Thanks!
For my birthday this year I told every single one of my friends I didn’t want to celebrate. I made idle threats to anyone who wanted to make a big deal of the day, including my mother. Luckily Summer and RLO didn’t listen to me and insisted we at least have brunch and see a movie. They both knew I’d end up regretting the birthday hermit plan, and I probably would have.

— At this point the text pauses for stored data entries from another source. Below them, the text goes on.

PR #858, opened 2026-02-17
tidesdb mariadb engine support

guycipher:


guycipher:
Hey!  I'm working on getting TidesDB properly working within MariaDB when running on HammerDB.   This is a rough implementation, feel free to take it apart and ask me questions @sm-shaw if you want.  No expectation to merge, just for analysis.

sm-shaw:
Hi, many thanks for raising this PR and appreciate the work gone into it.  We'd be interested into looking into tidesdb storage engine support, but as an alternative approach is it not possible to set the database configuration values in the database itself via the maria.cnf?
HammerDB already has an option to choose the storage engine and we do in some cases have different options for different engines such as column store. However overall it would appear that for long term maintenance having the engine options in the database configuration file rather than HammerDB would be a better approach. 

```
            <maria_tidesdb_compression>lz4</maria_tidesdb_compression>
            <maria_tidesdb_sync_mode>full</maria_tidesdb_sync_mode>
            <maria_tidesdb_write_buffer_size>134217728</maria_tidesdb_write_buffer_size>
            <maria_tidesdb_bloom_filter>true</maria_tidesdb_bloom_filter>
            <maria_tidesdb_use_btree>false</maria_tidesdb_use_btree>
            <maria_tidesdb_isolation_level>repeatable_read</maria_tidesdb_isolation_level>
            <maria_tidesdb_flush_threads>2</maria_tidesdb_flush_threads>
            <maria_tidesdb_compaction_threads>2</maria_tidesdb_compaction_threads>
            <maria_tidesdb_block_cache_size>268435456</maria_tidesdb_block_cache_size>
```

guycipher:
> Hi, many thanks for raising this PR and appreciate the work gone into it. We'd be interested into looking into tidesdb storage engine support, but as an alternative approach is it not possible to set the database configuration values in the database itself via the maria.cnf? HammerDB already has an option to choose the storage engine and we do in some cases have different options for different engines such as column store. However overall it would appear that for long term maintenance having the engine options in the database configuration file rather than HammerDB would be a better approach.
> 
> ```
>             <maria_tidesdb_compression>lz4</maria_tidesdb_compression>
>             <maria_tidesdb_sync_mode>full</maria_tidesdb_sync_mode>
>             <maria_tidesdb_write_buffer_size>134217728</maria_tidesdb_write_buffer_size>
>             <maria_tidesdb_bloom_filter>true</maria_tidesdb_bloom_filter>
>             <maria_tidesdb_use_btree>false</maria_tidesdb_use_btree>
>             <maria_tidesdb_isolation_level>repeatable_read</maria_tidesdb_isolation_level>
>             <maria_tidesdb_flush_threads>2</maria_tidesdb_flush_threads>
>             <maria_tidesdb_compaction_threads>2</maria_tidesdb_compaction_threads>
>             <maria_tidesdb_block_cache_size>268435456</maria_tidesdb_block_cache_size>
> ```

Hey Steve, no problem at all, very good I'm grateful!

One thing, so in TidesDB you have storage engine level configurations which can be configured globally in the MariaDB server configuration file (maria.cnf), and then you have table options. In TidesDB each table can have its own optional compression algorithm, write buffer size, durability mode, bloom filter settings, and isolation level, these are specified per-table in the CREATE TABLE DDL.

I.e

```sql
CREATE TABLE foo (...) ENGINE = TIDESDB COMPRESSION='LZ4' SYNC_MODE='FULL' WRITE_BUFFER_SIZE=134217728 BLOOM_FILTER=1 ISOLATION_LEVEL='REPEATABLE_READ';
```

These table options cannot be set in maria.cnf since they are part of the CREATE TABLE syntax, so they need to be in HammerDB which generates those statements. This is similar to how ColumnStore is already handled in HammerDB with engine-specific table definitions.

I'm updating the PR to move the global system variables (flush_threads, compaction_threads, block_cache_size) out of HammerDB - those should be configured in maria.cnf as you suggested. Only the per-table CREATE TABLE options remain in HammerDB.

I'm working on some tests locally to assure all is functional.  Thank you Steve.

guycipher:
Hi @sm-shaw, I've updated the code. TidesDB is integrated into HammerDB as an alternative MariaDB storage engine selectable via the maria_storage_engine (TPCC) or maria_tpch_storage_engine (TPCH) configuration parameter in config/mariadb.xml. 

Say when a user selects tidesdb as the engine, the GUI in src/mariadb/mariaopt.tcl reveals a dedicated TidesDB tab exposing all 16 table-level options.

These options are collected into a tidesdb_opts dictionary in the schema build procedures of src/mariadb/mariaoltp.tcl (TPCC) and src/mariadb/mariaolap.tcl (TPCH), which then append them as engine-specific `CREATE TABLE clauses (e.g., COMPRESSION='LZ4' SYNC_MODE='FULL' WRITE_BUFFER_SIZE=134217728 ...)` to every table definition emitted by the CreateTables procedure. 

Engine-wide system variables such as flush threads, compaction threads, and clock block cache size are intentionally omitted from HammerDB and left to configure in maria.cnf as discussed.

I've updated the ChangeLog.  If there are any issues you find or things you'd like different Steve, do let me know.  

Thank you!

guycipher:
I want to add more couple more pieces here,

1. TideSQL(TidesDB MariaDB engine) has a fully automated install script at https://github.com/tidesdb/tidesql, this will install MariaDB with TidesDB included but can be done manually if need be.  The install script can also be passed parameters to customize the automated install.   By default installs latest MariaDB, TidesDB and TideSQL.
2. I've written and continue to write extensive documentation on the design of plugin engine, features and usage on the TidesDB website https://tidesdb.com/reference/tidesql/

Cheers

sm-shaw:
Hi, 
I will need to run tests to make sure it doesn't change existing behaviour. But I see, as you say if options are per table and not global then anything you set per table would need to be in the schema creation, so this is correct. Also if this is the case it would be possible to have different settings depending on what the tables do. e.g. typically WAREHOUSE and DISTRICT benefits from a small block size whereas ORDER_LINE benefits from a larger one. 
Please allow some time as I work through other tasks but I will plan to test this. 
Thanks again!

guycipher:
Hi @sm-shaw no problem at all, take your time.

With that, the warehouse and district differences I mean you can't adjust the low level block sizes, but you can certain thresholds and buffers, compression etc so this can be discussed later, I think default the system will do well for most general workloads based on my own benchmarking.  Also I'm always benchmarking different patterns and workloads at the engine level, right so I'm not too concerned with what you throw at it in regards to types of data, patterns, workloads, etc.  I'm more concerned on how the system will be configured comparing to InnoDB so it's fair.

sm-shaw:
I have tested and the addition is functional, however as the engine still requires the experimental setting I suggest that we moved this pull request to draft and re-evaluate at a point where the engine itself becomes more mature.  This way when it is available for testing it will provide a reliable comparison. 

One suggestion however is that rather than having the configuration settings on the application side as it currently is:

```
Vuser 1:CREATING DATABASE tpcc
Vuser 1:CONFIGURING TIDESDB TABLE OPTIONS
Vuser 1:TidesDB table options: COMPRESSION='LZ4' SYNC_MODE='FULL' WRITE_BUFFER_SIZE=33554432 BLOOM_FILTER=1 USE_BTREE=0 ISOLATION_LEVEL='REPEATABLE_READ' BLOOM_FPR=100 SYNC_INTERVAL_US=128000 LEVEL_SIZE_RATIO=10 MIN_LEVELS=5 SKIP_LIST_MAX_LEVEL=12 SKIP_LIST_PROBABILITY=25 BLOCK_INDEXES=1 KLOG_VALUE_THRESHOLD=4096 MIN_DISK_SPACE=104857600 INDEX_SAMPLE_RATIO=1 BLOCK_INDEX_PREFIX_LEN=16 DIVIDING_LEVEL_OFFSET=2 L1_FILE_COUNT_TRIGGER=4 L0_QUEUE_STALL_THRESHOLD=10
Vuser 1:CREATING TPCC TABLES
```
These could be moved to the maria.cnf as MyRocks does with a rocksdb_default_cf_options e.g. https://smalldatum.blogspot.com/2018/07/default-options-in-myrocks.html. 

Doing this would mean that once the database side is configured to get up and running you would only have to specify the storage engine as TidesDB which is already supported. e.g. RocksDB can be tested in this way.  If you want different settings for different tables RocksDB allows you to specify which column family to use in the comments section. 

https://mariadb.com/docs/server/server-usage/storage-engines/myrocks/myrocks-column-families

If no column family is specified then the default is used. This way there is minimal configuration requirement on the application side and it can all be done on the database server in a similar way to RocksDB.

```
#MyRocks
sql_mode=no_engine_substitution,no_unsigned_subtraction
default-storage-engine=rocksdb
skip-innodb
default-tmp-storage-engine=MyISAM
rocksdb_wal_dir=/opt/rockswal
rocksdb_data_dir=/opt/rocksdata
rocksdb_flush_log_at_trx_commit=0
rocksdb_block_cache_size=64G
rocksdb_max_background_compactions=3
rocksdb_max_background_flushes=1
rocksdb_default_cf_options=level_compaction_dynamic_level_bytes=true;block_based_table_factory={cache_index_and_filter_blocks=1;filter_policy=bloomfilter:10:false;whole_key_filtering=1};optimize_filters_for_hits=true;max_write_buffer_number=4;write_buffer_size=32m;max_bytes_for_level_base=256m;compression_per_level=kNoCompression;bottommost_compression=kLZ4Compression
rocksdb_block_size=8192
rocksdb_cache_index_and_filter_with_high_priority=ON
rocksdb_cache_high_pri_pool_ratio=0.5
```

The additions do look good and work as intended, however doing this on the database side may be more maintainable going forward. 

scr1

sm-shaw (changes requested):
Recommendation to move to draft whilst further development takes place on the engine side. Suggested potential to simply the configuration settings by moving these to server rather than application side in a similar way to RocksDB.

guycipher:
Hi Steve, thank you.  I will review.  RocksDB is way different in how it talks to MySQL and MariaDB.  The plugin engine utilizes TidesDB in which is stable and ties it to MariaDB very tightly.  We continue to extend and stabilize the plugin and are setting up a server just for HammerDB testing of the plugin.   This was done not done fully prior due to unforeseen circumstances thus the integration to HammerDB and configurations aren't set in alignment nor tested to be stable nor profiled.  We can draft the PR no problem whilst everything gets tightened up.  I made this PR to help you get going with TidesDB Steve so you can tell me where I went wrong adding TideSQL to HammerDB. 

Cheers!

sm-shaw:
Alex, thank-you got it, the way that the plugins work don't allow you to do it in the same way as RocksDB. Lets monitor as the engine is developed.

One other thing to note is that by default any error will cause a virtual user to finish, so if you want a Virtual Users to continue you need to set this to false:
`diset tpcc maria_raiseerror false`
Then a Virtual User will ignore the error and continue with the next transaction, it will not retry the same one but it will not abort and reduce the number of overall Virtual Users that you are running.
```
Vuser 43:mariaexec/db server: Got error 149 Lock deadlock; Retry transaction during COMMIT
Vuser 48:mariaexec/db server: Got error 149 Lock deadlock; Retry transaction during COMMIT
Vuser 41:mariaexec/db server: Got error 149 Lock deadlock; Retry transaction during COMMIT
Vuser 46:mariaexec/db server: Got error 149 Lock deadlock; Retry transaction during COMMIT
Vuser 12:mariaexec/db server: Got error 149 Lock deadlock; Retry transaction during COMMIT
Vuser 12:mariaexec/db server: Got error 149 Lock deadlock; Retry transaction during COMMIT
Vuser 12:mariaexec/db server: Got error 149 Lock deadlock; Retry transaction during COMMIT
Vuser 29:mariaexec/db server: Got error 149 Lock deadlock; Retry transaction during COMMIT
Vuser 29:mariaexec/db server: Got error 149 Lock deadlock; Retry transaction during COMMIT
Vuser 17:mariaexec/db server: Got error 149 Lock deadlock; Retry transaction during COMMIT
Vuser 42:mariaexec/db server: Got error 149 Lock deadlock; Retry transaction during COMMIT
Vuser 47:mariaexec/db server: Got error 149 Lock deadlock; Retry transaction during COMMIT
Vuser 12:mariaexec/db server: Got error 149 Lock deadlock; Retry transaction during COMMIT
Vuser 18:mariaexec/db server: Got error 149 Lock deadlock; Retry transaction during COMMIT
Vuser 18:mariaexec/db server: Got error 149 Lock deadlock; Retry transaction during COMMIT
Vuser 17:mariaexec/db server: Got error 149 Lock deadlock; Retry transaction during COMMIT
```

guycipher:
Perfect timing, thank you Steve.

guycipher:
Hi @sm-shaw, upon further testing and analysis, I think there is a better approach to benchmarking TidesDB in MariaDB using HammerDB following what you've mentioned.

This is the current flow I've found that works well.

We can simply build MariaDB like normal and config it with TidesDB.  From there you can configure the configuration file sure but you can also use session variables.

Say you want to align InnoDB and TidesDB:
```sql
-- InnoDB disable fsync per commit
SET GLOBAL innodb_flush_log_at_trx_commit = 0;
SET GLOBAL innodb_doublewrite = OFF;

-- TidesDB set defaults for new tables (these apply to all CREATE TABLE ENGINE=TIDESDB)
SET GLOBAL tidesdb_default_compression = 'NONE';
SET GLOBAL tidesdb_default_write_buffer_size = 16777216;  -- 16MB
SET GLOBAL tidesdb_default_bloom_filter = ON;

-- Both with read committed isolation
SET GLOBAL TRANSACTION ISOLATION LEVEL READ COMMITTED;
```

Say for my.cnf
```
plugin_maturity = experimental
plugin_load_add = ha_tidesdb.so
tidesdb_flush_threads = 2
tidesdb_compaction_threads = 2

# is in bytes so if InnoDB buffer/cache is 1gb you'd set below to 1gb in bytes
tidesdb_block_cache_size =  1073741824 
tidesdb_max_open_sstables = 256
tidesdb_log_level = WARN

```



I'm able to build a schema easily like so:
```sql
dbset db maria
dbset bm TPC-C
diset connection maria_host 127.0.0.1
diset connection maria_port 3306
diset connection maria_socket /tmp/mariadb.sock
diset tpcc maria_user hammerdb
diset tpcc maria_pass hammerdb
diset tpcc maria_dbase tpcc_tidesdb
diset tpcc maria_storage_engine tidesdb
diset tpcc maria_count_ware 10
diset tpcc maria_num_vu 4
diset tpcc maria_partition false
buildschema
```

One thing that would be good Steve is a way to pass table options through CLI for workflows, as TidesDB works in this way.

If you needed to run sync off, you have to do this through an alter table like so:
```
ALTER TABLE warehouse   SYNC_MODE='NONE';
ALTER TABLE district    SYNC_MODE='NONE';
ALTER TABLE customer    SYNC_MODE='NONE';
ALTER TABLE history     SYNC_MODE='NONE';
ALTER TABLE orders      SYNC_MODE='NONE';
ALTER TABLE new_order   SYNC_MODE='NONE';
ALTER TABLE order_line  SYNC_MODE='NONE';
ALTER TABLE stock       SYNC_MODE='NONE';
ALTER TABLE item        SYNC_MODE='NONE';
```

There is INTERVAL mode as well which I say to use if InnoDB is full durability, TidesDB syncs every write so to be fair, INTERVAL mode should be used.

With that, I think we can probably close the PR and add general features to HammerDB, like the table option feature which for example sysbench has this capability which is very useful!!

RR does conflict I see in HammerDB but other isolation levels like read committed, snapshot, etc don't seem to.  

Anyway, thank you Steve!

When Summer surprised me with Metallica tickets I nearly broke down in tears. Sad but true. HA, did you catch that? Oh yeah, country girl knows her Metallica songs. I loved the band when I was younger and knowing that she cared enough to make it possible for me to see them was the highlight of my day.
RLO, too, was in a gift giving mode. He gave me two presents, both of which he was morally against:

He hates the thought of me collecting Pyrex, which makes no sense whatsoever. He also detests the fact that I always want things with Splenda rather than sugar, only proving he wants me to live long enough to torture him for years to come. So the fact he put aside his hate and bought me a Pyrex book and my favorite coffee flavoring with Splenda proves he really is a good friend in spite of the fact I’m so horrible to him.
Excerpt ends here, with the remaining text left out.